» **Given data**
PR #3342, opened 2022-04-09
Prototype moving scrollTo calls earlier

darinwf:
@chassu - Here's an exploration of moving the scrollTo calls earlier and delaying other steps, involved in transitioning between content and cardgrid, until after the scrollTo has happened. This uses a dreaded `asyncAfter` so I'm not happy about it. The consequential change here is moving scrollTo ahead of other work related to the transition. I'm curious how this would impact the issue we were seeing on your PR.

» **Exercise description**
Set down the whole of the data, exactly as it stands.

» **Task solution**
PR #3342, opened 2022-04-09
Prototype moving scrollTo calls earlier

darinwf:
@chassu - Here's an exploration of moving the scrollTo calls earlier and delaying other steps, involved in transitioning between content and cardgrid, until after the scrollTo has happened. This uses a dreaded `asyncAfter` so I'm not happy about it. The consequential change here is moving scrollTo ahead of other work related to the transition. I'm curious how this would impact the issue we were seeing on your PR.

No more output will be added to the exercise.